=== TASK ITEM ===
Could you show all lines in the entries below that contain the string "approved"?

=== MATERIAL FOR THE TASK ===
PR #3490, opened 2026-08-04
feat: colocated Megatron reshard

tdene:
# What does this PR do ?

This PR adds the ability to refit during colocated RL.

# Issues
List issues that this PR closes ([syntax](https://docs.github.com/en/issues/tracking-your-work-with-issues/using-issues/linking-a-pull-request-to-an-issue#linking-a-pull-request-to-an-issue-using-a-keyword)):

# Usage
* **You can potentially add a usage example below**

```python
# Add a code snippet demonstrating how to use this
```

# Before your PR is "Ready for review"
**Pre checks**:
- [ ] Make sure you read and followed [Contributor guidelines](/NVIDIA-NeMo/RL/blob/main/CONTRIBUTING.md)
- [ ] Did you write any new necessary tests?
- [ ] Did you run the unit tests and functional tests locally? Visit our [Testing Guide](/NVIDIA-NeMo/RL/blob/main/docs/testing.md) for how to run tests
- [ ] Did you add or update any necessary documentation? Visit our [Document Development Guide](/NVIDIA-NeMo/RL/blob/main/docs/documentation.md) for how to write, build and test the docs.

# Additional Information
* ...

PR #3605, opened 2026-08-12
fix: model save directly after validation

tdene:
# What does this PR do ?

`save_checkpoint` assumes the training model is on GPU. But when it is called during colocated, right after a validation run, the model is not on GPU.

This is probably best fixed with a bigger refactor, but this PR prevents crashes. Optimizations beyond that are not a priority due to how rare this issue is.

# Issues

# Usage

```python
```

**Pre checks**:

# Additional Information
* ...

### DIFF
--- a/nemo_rl/models/policy/workers/megatron_policy_worker.py
+++ b/nemo_rl/models/policy/workers/megatron_policy_worker.py
@@ -2982,6 +2982,19 @@ class MegatronPolicyWorkerImpl(
                 ckpt_cfg=self.mcore_state.cfg.checkpoint,
                 blocking=True,
             )
+
+            # Onload model before saving it.
+            self.model = self.move_model(
+                self.model, "cuda", move_params=True, move_grads=False
+            )
+            if (
+                optimizer_path is not None
+                and self.optimizer is not None
+                and not self.optimizer_cpu_offload
+            ):
+                self.move_optimizer("cuda")
+            torch.cuda.synchronize()
+
             self.mcore_state.cfg.checkpoint.save = weights_path
 
             optimizer_to_save = None
--- a/tests/unit/models/policy/test_megatron_worker.py
+++ b/tests/unit/models/policy/test_megatron_worker.py
@@ -241,6 +241,55 @@ def test_megatron_offload_after_refit_finalizes_before_model_move(monkeypatch):
     assert events.index("finalize_async_save") < events.index("move_model")
 
 
+def test_megatron_save_checkpoint_onloads_model_before_save(monkeypatch):
+    """Params offloaded by colocated generation must be onloaded before the save walks them."""
+    import nemo_rl.models.policy.workers.megatron_policy_worker as worker_module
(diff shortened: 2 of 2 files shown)


cspades (approved):
> when it is called during colocated, right after a validation run, the model is not on GPU, because ...

The inference model is used for validation?

shanmugamr1992 (approved):

nemo_rl/models/policy/workers/megatron_policy_worker.py
```diff
@@ -2982,6 +2982,19 @@ def save_checkpoint(
...
+            # Onload model before saving it.
+            self.model = self.move_model(
+                self.model, "cuda", move_params=True, move_grads=False
+            )
+            if (
+                optimizer_path is not None
+                and self.optimizer is not None
+                and not self.optimizer_cpu_offload
+            ):
+                self.move_optimizer("cuda")
```
yuki-97, line 2995: Residency of params / grad buffers / optimizer state at the moment `save_checkpoint` returns, before and after this PR:

| Path | Before: params / grads / optimizer | After |
|---|---|---|
| All other call sites reaching `MegatronPolicyWorkerImpl.save_checkpoint` -- each preceded by `prepare_for_training()` | GPU / GPU / GPU | unchanged |
| async + mcore-inf, non-colocated | GPU / **CPU** / **CPU** | GPU / **CPU** / GPU |
| async + mcore-inf, colocated reshard (#3490 / #2884) | **CPU** / **CPU** / **CPU** | GPU / **CPU** / GPU |

yuki-97: since this change is a no-op for other path (sync grpo or async grpo w/ other rollout backend), I'm ok with it.

but I want to double check is it intended for the optimizer to be kept on GPU after save ckpt for mcore-inf path?
especially for the colocated case (#3490 / #2884) which may affect the GPU memory that rollout part could use?

tdene: > but I want to double check is it intended for the optimizer to be kept on GPU after save ckpt for mcore-inf path?

Hah, this type of conversation is one reason why #3490 ended up being so big.

In #3490, we have an explicit argument that controls whether the optimizer moves between CPU and GPU, or stays permanently on GPU. We would like it to move, but @cspades reported that this is incredibly slow. We need both #3602 and NVIDIA/Megatron-LM#4241 before it becomes efficient to move it between CPU and GPU.

So, the way I see it, the optimizer in mcore-inf reshard is a huge mess that can only be untangled by #3490. Since #3490 is not merged yet, I do not want to address it here. I do not think we should let this prevent us from merging this PR.

If this PR, #3605, gets merged before #3490, then we can let #3490 fix this issue correctly. If #3490 gets merged first, then I will edit this PR. What do you think?

yuki-97: yea make sense, let's merge this first.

=== RESULT OF THE TASK ===
cspades (approved):
shanmugamr1992 (approved):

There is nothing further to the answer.